Na segunda parte entrou melhor o Louletano que rondou a baliza do Farense durante alguns minutos, período que os da casa aproveitaram para sair em velocidade, muitas vezes por intermédio de Adérito, que no entanto em boa parte dos lances não definiu bem as jogadas o que deixou Kéu algumas vezes aborrecido com o seu colega de equipa por não lhe fazer a bola chegar aos pés.
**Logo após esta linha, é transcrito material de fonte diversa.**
PR #789, opened 2020-09-29
Split less import from stegindikator module

jonalu:
### Background
The module `Stegindikator` does not work on isomorphic apps due to the inclusion of less. It is also problematic that peer dependencies are not installed when this module is installed as a dependency in a host project.

### Work
- Split `Stegindikator` into two files
  - One `stegindikator-main.tsx` that contains only the react component
  - Keeping the old `stegindikator.tsx` that now import the `-main.tsx` and also the `less`
- Add `npm prepare` script that install peer dependencies
- Move event listener from constructor to `componentDidMount`


KenAJoh:
Might end up changing all the components with this PR https://github.com/navikt/nav-frontend-moduler/pull/790, so feel free to discuss the solution there.

KenAJoh:
Because of #913 this change will not be implemented in this version of `stegindikator`. We hope to release a new and better version of `stegindikator` using CSS in the future.

PR #835, opened 2020-10-22
Removed package-lock to avoid security issues

KenAJoh:
- Avoids snyk/dependabot issuing security updates based on old lockfiles
- Ignores future lockfiles


andnorda (approved):
LGTM 🗑

PR #1300, opened 2021-10-20
remove aria-controls

andnorda:
[aria-controls is poop](https://heydonworks.com/article/aria-controls-is-poop/)


KenAJoh (approved):
💩 LGTM, digg å slippe koblinger med ID

PR #1433, opened 2022-02-22
[FIX] charset utf-8 i css

KenAJoh:
> It tells the browser to read the css file as UTF-8. This is handy if your CSS contains unicode characters and not only ASCII.

https://developer.mozilla.org/en-US/docs/Web/CSS/@charset

Screenshot 2022-02-22 at 13 50 51

Problemet er vist her der liste-stilen før error-meldingen ikke blir vist riktig


andnorda (approved):
LGTM

PR #1585, opened 2022-06-29
flex: 'start' and 'end' have mixed support

larseirikhansen:
Creating rule to avoid their use, and using 'flex-end' and 'flex-start' where appropriate


KenAJoh (approved):
Nice ! 🚀

PR #1788, opened 2023-02-07
Unpublished articles crash in preview mode, because the page does not exist

it-vegard:
In addition to fixing the root cause, added console warning for not displaying the article if heading or content is missing


KenAJoh (approved):
🚀 🚀 🚀 🚀

PR #1913, opened 2023-04-12
🐛  Fixed conflicting inherited type for ExpandableRows

it-vegard:
'content' prop had a conflict with the html attribute content


larseirikhansen (approved):
LGTM 🚢

PR #1915, opened 2023-04-12
🐛 Fixed TS conflicts and added onClick callback to CopyToClipboard

it-vegard:
Requested to enable Amplitude-logging on clicks


larseirikhansen (approved):
🚀

PR #1953, opened 2023-05-03
🐛 Timeline håndterte ikke startDate/endDate-endringer riktig

KenAJoh:
https://nav-it.slack.com/archives/C7NE7A8UF/p1683014658766199
https://nav-it.slack.com/archives/C7NE7A8UF/p1683111768768129

### DIFF
--- a/@navikt/internal/react/src/timeline/Timeline.tsx
+++ b/@navikt/internal/react/src/timeline/Timeline.tsx
@@ -19,11 +19,13 @@ export interface TimelineProps extends React.HTMLAttributes<HTMLDivElement> {
   /**
    * Decides startingpoint in timeline.
    * Defaults to earliest date among the timeline periods.
+   * @note Using this disables use of ZoomButtons. You will need to control zooming yourself.
    */
   startDate?: Date;
   /**
    * Decides end-date for timeline.
    * Defaults to the latest date among the timeline periods.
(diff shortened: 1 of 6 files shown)


@navikt/internal/react/src/timeline/Timeline.tsx
```diff
@@ -97,12 +99,20 @@ export const Timeline = forwardRef<HTMLDivElement, TimelineProps>(
...
-      start,
-      endInclusive,
+      startDate ?? start,
+      endDate ?? endInclusive,
       direction
     );
 
     const handleZoomChange = (zoomStart: Date) => {
+      if (startDate || endDate) {
+        if (process.env.NODE_ENV !== "production") {
```
JulianNymark, line 109: would this be the first use of NODE_ENV check in our component code? (I don't see it used outside of here, but it's an internal component so it's fine?)

JulianNymark (approved):

@navikt/internal/react/src/timeline/Timeline.tsx
KenAJoh: Also used here: https://github.com/navikt/aksel/blob/36f4f5646a7d38cae8e6af454dd5b50966255a58/%40navikt/core/react/src/util/TextareaAutoSize.tsx#LL130C1-L130C1. 
This code is in large a copy from MUI, so they seem to be using it regularly in their system

PR #2155, opened 2023-08-11
It is not possible to close combobox dropdown after clicking a chip

it-vegard:
Fixes bug where it is not possible to close dropdown by pressing escape or clicking outside the combobox after clicking the chips to de-select an option

### Description

In short, the focus were lost/reset when the chip disappears, but now is reset to the input instead. Also fixed issue where clicking the chip while virtual focus is in the dropdown caused a click on both the option and the chip, causing it to be de-selected and instantly re-selected.

### Change summary

- Resets focus to the input field after removing a chip
- Resets virtual focus when focus leaves the input field, but keeps the list open if focus does not leave the entire combobox

### DIFF
--- a/.changeset/fluffy-guests-watch.md
+++ b/.changeset/fluffy-guests-watch.md
@@ -1,0 +1,5 @@
+---
+"@navikt/ds-react": patch
+---
+
+Fixes bug where combobox list could not be closed after clicking a chip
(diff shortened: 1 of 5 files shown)


KenAJoh (approved):
🙌 LGTM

O ponta de lança do Farense teve uma partida discreta, poucas vezes a bola lhe chegou e quando isso aconteceu foi em zonas mais recuadas do terreno ou em situações de difícil controlo de bola. A 15 minutos do final acontecia a melhor situação do jogo para o Louletano, em tudo semelhante à desperdiçada pelo Farense na primeira metade do jogo, Gary surgiu numa posição priveligiada dentra da área, atirou para a defesa incompleta de Serrão e na recarga, o central Fausto atiraria por cima da barra. O Farense respondeu de seguida com um remate à meia volta de Kéu que saíu um pouco por cima da barra. Nos 5 minutos finais, o caso do jogo, cruzamento da direita do ataque

farense e Adérito na pequena área do Louletano a desviar para as redes. Festejou-se o golo, mas o árbitro Nuno Almeida levantou o braço e mostrou o cartão amarelo a Adérito por este ter jogado a bola com a mão. Nas bancadas junto da baliza onde ocorreu o lance dizia-se que tinha sido legal o lance, o que é certo é que o árbitro foi peremptório a assinalar a falta e o jogador do Farense não protestou.
Empate justo, numa boa partida e com uma agradável moldura humana.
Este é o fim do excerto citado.